Kein Vorbote für die Klimaveränderung: Häufige Verwechslung mit Raps

bv. Klein Gusborn. Blüht der Raps etwa schon wieder? Mitten im Herbst? Das fragen sich aktuell Spaziergänger und Radfahrer, die im Wendland unterwegs sind. Allerdings handelt es sich um eine häufige Verwechslung mit einer anderen Pflanze. Denn die leuchtend gelb blühenden Felder sind nicht etwa das nächste Zeichen für den Klimawandel – denn es ist nicht der Raps, der schon wieder blüht. Es ist Senf. Den man auf den ersten Blick allerdings leicht mit Raps verwechseln kann. Wie aber kann man Raps und Senf unterscheiden? Beide Pflanzen gehören zur Familie der Kreuzblütler, blühen leuchtend gelb und auch die Blätter ähneln sich. Am sichersten lassen sich Senf und Raps anhand der Blütezeit unterscheiden: Raps blüht im April und Mai, Senf frühestens ab dem Sommer.

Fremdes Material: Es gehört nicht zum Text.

PR #932, opened 2020-02-11
firefly-487-Add validation to WAVE-TAB WCS implementation

lznakano:
https://jira.ipac.caltech.edu/browse/FIREFLY-487 

When the WAVE-TAB was implemented,  the validation process was ignore.  When the FITs has multiple HDUs, it can have more binary tables.  Thus, the validation is necessary to guarantee that the right table is used.  This pull request is to add WAVE-TAB WCS validation according to the paper " Representations of spectral coordinates in FITS by E. W. Greisen et al."   All changes are in sever side.  
What it does it to check all the binary tables and find the right one whose extver number, extlevel number and extname are the same as thePV3_i  (i=1, 2) and PS3_i  respectively.  Also the extname in the binary table should start with "WCS-". 

To test it, please use previously known working FITs files (in the ticket). 
URL: https://irsawebdev9.ipac.caltech.edu/firefly-487-waveTab-validation/firefly/

### DIFF
--- a/src/firefly/java/edu/caltech/ipac/firefly/server/visualize/fitseval/SpectralCubeEval.java
+++ b/src/firefly/java/edu/caltech/ipac/firefly/server/visualize/fitseval/SpectralCubeEval.java
@@ -18,10 +18,8 @@ import nom.tam.fits.BasicHDU;
 import nom.tam.fits.Header;
 
 import java.io.File;
-import java.util.Collections;
-import java.util.HashMap;
-import java.util.List;
-import java.util.Map;
+import java.util.*;
+import java.util.stream.Collectors;
 
 /**
  * @author Trey Roby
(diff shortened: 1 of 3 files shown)


src/firefly/java/edu/caltech/ipac/firefly/server/visualize/fitseval/SpectralCubeEval.java
```diff
@@ -51,37 +49,109 @@ public static int findWaveTabHDU(BasicHDU[] HDUs) {
...
         if (HDUs.length<2) return -1;
+        if (!isValidWCSForTab(HDUs)) return -1;
+
         BasicHDU hdu= HDUs[hduIdx];
         Header header= hdu.getHeader();
         String xtensionPrim= header.getStringValue("XTENSION");
         if (xtensionPrim!=null && xtensionPrim.equals("BINTABLE")) return -1;
         String ctype= header.getStringValue("CTYPE3");
         if (!"WAVE-TAB".equals(ctype)) return -1;
         String waveHDUName= header.getStringValue("PS3_0");
```
robyww: I think you should do this section before calling isValidWCSForTab

lznakano: Good suggestion!  Thanks, I will change it.

lznakano: @robyww  I changed the order of the validation as you suggested.  I did not pay attention about the efficiency issue about the existing codes. Thanks for pointing it out.

PR #933, opened 2020-02-11
Firefly-489: caching of HiPS properties and tiles should only last until a reload happens

robyww:
### Firefly-489: caching of HiPS properties and tiles should only last until a reload happens

   - After a reload all HiPS tile and property caching should be cleared
   - new function Firefly.js: getFireflySessionId()
   - Firefly-490: allow reload caching to happen in local mode
   - Firefly-361: docker clean will cleanup hips cache over 90 days

### Testing
https://irsawebdev9.ipac.caltech.edu/firefly-489-hips-cache/firefly/

You will need to bring up developer tools and watch the network tab. Watch for the message `(disk cache)` or `(memory cache)` when fits tiles are loading.

_First try_
1. Chose a target and HiPS selection, you will use this same one again and again.
1. make sure developer tools, network tab is up
1. load the HiPS and zoom down to around 5 degree FOV, and scroll around that area
1. you will see a lot of activity on the network tab, watch the size
1. as you scroll around you will see more `(disk cache)` or `(memory cache)` under size

_Second try_
1. delete that HiPS (don't reload) and do the same thing again, zoom down to around 5 degrees
1. this time you will see and lot more `(disk cache)` or `(memory cache)` under size

_Now Reload, Third try_
1. load the same HiPS and same target and zoom down to around 5 degress.
1. This time you should not see many `(disk cache)` or `(memory cache)`

### DIFF
--- a/buildScript/tasks.gincl
+++ b/buildScript/tasks.gincl
@@ -119,6 +119,7 @@ task createVersionTag  {
         props.setProperty('BuildMajor', major)
         props.setProperty('BuildMinor', minor)
         props.setProperty('BuildRev', rev)
+        props.setProperty('ClientBuildEnv', project.hasProperty("env") ? project.env : "local")
         props.setProperty('BuildType', type)
         props.setProperty('BuildNumber', buildNum)
         props.setProperty('BuildDate', build_date)
--- a/docker/base/cleanup.sh
+++ b/docker/base/cleanup.sh
@@ -28,7 +28,7 @@ function doCleanup() {
         fi
 
         ${find_cmd} "${workarea}/upload" -type f -mtime +7 -exec /bin/rm '{}' \+ -print >> "${log_file}" 2>&1
-        #${find_cmd} "${workarea}/HiPS" -type f -mtime +90 -exec /bin/rm '{}' \+ -print >> "${log_file}" 2>&1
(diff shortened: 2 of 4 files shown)


robyww:
> However, at the meeting, we said we would make this extended caching an option for developer

Why does it need to be an option since a developer can easily do a clear cache and reload? I considered it but It does not really seem necessary to me.

loitly:
> Why does it need to be an option since a developer can easily do a clear cache and reload? I considered it but It does not really seem necessary to me.

While it's not hard to `rm -r .../workarea` (which does not work atm)` then reload browser, it is not a `mode` you can stay in.  You simply cannot run the application the way it should be running in 'local' env.  But, if you say no one will ever want it, then I am fine with the decision.

robyww:
I will be easily enough to put in later if it is wanted. Since it would be only 2 lines in `task.gincl` and modifying the one line in `Firefly.js`.

_Something like:_
```js
export const getFireflySessionId= once(() =>
    (getProp('version.ClientBuildEnv')==='local' && !toBoolean(getProp('ClearCachingOnReload'),false))? 'LOCAL_SESSION' : `FF-Session-${Date.now()}`);
```
If, when you implement Firefly-488, you think it is really necessary go ahead and put it in. I would just want it to be the default.

In general, when developing, I want very aggressive caching at least 95% of the time.

PR #937, opened 2020-02-25
Firefly-484: HiPS/Image WCS match rotate updates

robyww:
Firefly-484: HiPS/Image WCS match rotate updates
  - The actual fix to this bug was to make the image rotate to the FITS orientation
  - Image rotating to the HiPS orientation on WCS match is actually a new feature that was requested in the past

When WCS matching:
   - When FITS rotates the HiPS will change coordsys it if it EQJ2000 north or Galactic north
   - When HiPS changes coordinateSys FITS will rotate to it.
   - FITS will rotate when locking to a HIPS

_ticket:_ https://jira.ipac.caltech.edu/browse/FIREFLY-484

### Testing

https://irsawebdev9.ipac.caltech.edu/firefly-484-hips-rotate/firefly/

1. Attempt repeat the ticket, the problem should be fix.
1. Bring in a FITS and HiPS, wcs match lock
    - switch coordinate system on the HiPS, the fits will rotate
    - rotate the hips as you cross J2000 north or galactic north the HiPS will change coordinate systems.
    - rotate a image north, it the hips is galactic it will change to J2000

### DIFF
--- a/README.md
+++ b/README.md
@@ -57,7 +57,7 @@ There are several branches the this repository.  Here are the ones that you shou
  -  [Tomcat 7+] (http://tomcat.apache.org/download-70.cgi)
     Apache Tomcat is an open source software implementation of the Java Servlet and JavaServer Pages technologies.
 
- -  [Node v6.9+] (https://nodejs.org/) >= 12
+ -  [Node v12+] (https://nodejs.org/) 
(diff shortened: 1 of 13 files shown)


lrebull:
I agree, issue from FIREFLY-484 seems to be fixed.

PR #938, opened 2020-02-25
FIREFLY-488: enforce new cache policy

loitly:
https://jira.ipac.caltech.edu/browse/FIREFLY-488

Implement new cache policy for table searches.
Table results are only saved for the duration of the page.  Upon reload, all table searches should refetch data and not use cached version.

Also in this PR, fix Gator master table processor (CatMasterTableQuery) so that it does not do any caching of its own.  It should follow the same caching policy mentioned above.  In doing so, the code is rewritten to parse the IPAC table directly from IO stream avoiding having to write out the IPAC table into `perm-files` first.  This is one step closer to removing `perm_files` directory.  This should also fix the exception encountered when `perm_files` directory is deleted during runtime.

Test:  https://irsawebdev9.ipac.caltech.edu/FIREFLY-488_table_cache_update/firefly/
I test this using catalog search with larger radius.  It's obvious when a new fetch happens versus a cached load.

Also, added the ability to disabled  extended caching feature added for developer in a previous PR.  This allow a developer to experience the behavior of production environment locally.

To do disable extended caching:

`echo 'ExtendedCache = "false"' >> ~/.gradle/build.config `

### DIFF
--- a/buildScript/tasks.gincl
+++ b/buildScript/tasks.gincl
@@ -119,13 +119,14 @@ task createVersionTag  {
         props.setProperty('BuildMajor', major)
         props.setProperty('BuildMinor', minor)
         props.setProperty('BuildRev', rev)
-        props.setProperty('ClientBuildEnv', project.hasProperty("env") ? project.env : "local")
         props.setProperty('BuildType', type)
         props.setProperty('BuildNumber', buildNum)
         props.setProperty('BuildDate', build_date)
         props.setProperty('BuildTime', build_time)
         props.setProperty('BuildTag', tag)
         props.setProperty('BuildCommit', getCommitHash())
+
+        props.setProperty('ExtendedCache', project.env == "local" ? (project.hasProperty("ExtendedCache") ? project.ExtendedCache : "true") : "false")
 
         if (fireflyPath != rootDir.getPath()) {
             props.setProperty('BuildCommitFirefly', getCommitHash(fireflyPath))
@@ -823,7 +824,7 @@ task buildAndPublish( dependsOn: war ) {
 }
 
 
-task devMode (dependsOn: loadConfig) {
+task devMode (dependsOn: createVersionTag) {
     description= 'JavaScript Dev Mode'
     group = DEV_GROUP
     outputs.upToDateWhen { false }
--- a/src/firefly/java/edu/caltech/ipac/firefly/server/catquery/CatMasterTableQuery.java
+++ b/src/firefly/java/edu/caltech/ipac/firefly/server/catquery/CatMasterTableQuery.java
@@ -3,15 +3,14 @@
  */
 package edu.caltech.ipac.firefly.server.catquery;
 
+import edu.caltech.ipac.firefly.server.db.EmbeddedDbUtil;
+import edu.caltech.ipac.firefly.server.network.HttpServiceInput;
+import edu.caltech.ipac.firefly.server.network.HttpServices;
+import edu.caltech.ipac.firefly.server.query.EmbeddedDbProcessor;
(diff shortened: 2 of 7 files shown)


buildScript/tasks.gincl
```diff
@@ -119,14 +119,15 @@ task createVersionTag  {
         props.setProperty('BuildMajor', major)
         props.setProperty('BuildMinor', minor)
         props.setProperty('BuildRev', rev)
-        props.setProperty('ClientBuildEnv', project.hasProperty("env") ? project.env : "local")
         props.setProperty('BuildType', type)
         props.setProperty('BuildNumber', buildNum)
```
robyww: I think it would still be nice to keep access to the build environment.

src/firefly/java/edu/caltech/ipac/firefly/server/catquery/CatMasterTableQuery.java
```diff
@@ -35,110 +35,48 @@
...
+    public DataGroup fetchDataGroup(TableServerRequest req) throws DataAccessException {
 
-            } else {
-                // concat dg to dgExtra
-                Iterator<DataObject> iter = dg.iterator();
-                while (iter.hasNext()) {
-                    dgExtra.add(iter.next());
+        AtomicReference<DataGroup> dgRef = new AtomicReference<>();
+        AtomicReference<DataAccessException> exRef = new AtomicReference<>();
+        HttpServices.getData(new HttpServiceInput(MASTER_LOC), method -> {
```
robyww: I think you should keep using URLDownload.  The way out stuff has more consistent logging. 
Eventually we might want to replace the insides of URLDownload with HttpServices.

buildScript/tasks.gincl
loitly: Build env is currently global:
https://github.com/Caltech-IPAC/firefly/blob/585c2a2704de025e134d1dffc9f454cb6a473d23/buildScript/webpack.config.js#L65

Let me know if you would like me to move it into our global `__PROPS__` instead.

src/firefly/java/edu/caltech/ipac/firefly/server/catquery/CatMasterTableQuery.java
loitly: What I've done is creating a DataGroup from the response's OutputStream directly without writing to disk.
I need to be able to handle the response's OutputStream directly.
I don't think it's possible to do this with URLDownload as it is written.

buildScript/tasks.gincl
robyww: I did not realize that you were putting in in `NODE_ENV`. I thought `NODE_ENV` was suppose to have only two values `production` or `development`. 
I guess webpack and node only do code such as 
```js
NODE_ENV !== "production"
```
If it works that is fine.

Yes, I think it should be in __PROPS__ since that is how the client gets at it from the inside.

src/firefly/java/edu/caltech/ipac/firefly/server/catquery/CatMasterTableQuery.java
robyww: ok

robyww: I still have a general logging concern.  I have recently been investigating problems and find URL download easy to track while using HttpService more challenging.

We should think about it in the future.

loitly:
@robyww I removed the global NODE_ENV and added BUILD_ENV into global PROPS.  BUILD_ENV reflects our build env; local, dev, test, ops, etc.
@ejoliet It has been a few days now.  If you don't have any comments, I'll merge without your review.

Kniffeliger ist die Unterscheidung der Blätter: Senfblätter sind stärker gezackt, Rapsblätter werden als gefiedert beschrieben. Auch die Nase hilft bei der Unterscheidung: Viele kennen den intensiven Geruch von Raps. Wenn das Feld nicht so stark riecht, dann handelt es sich höchstwahrscheinlich um Senf. Und warum blüht der Senf zu dieser Zeit? Ganz einfach: Ackersenf wächst ganzjährig. Daher wird er gerne als Zwischenfrucht gepflanzt. Senf bindet Nährstoffe im Boden. Die welken Pflanzen werden in der Regel im Frühjahr untergepflügt und dienen gleichsam als zusätzlicher Dünger. So kann die nächste Saat, eventuell sogar Raps, dann wieder besser wachsen. Und: Ein hübsches Fotomotiv sind beide.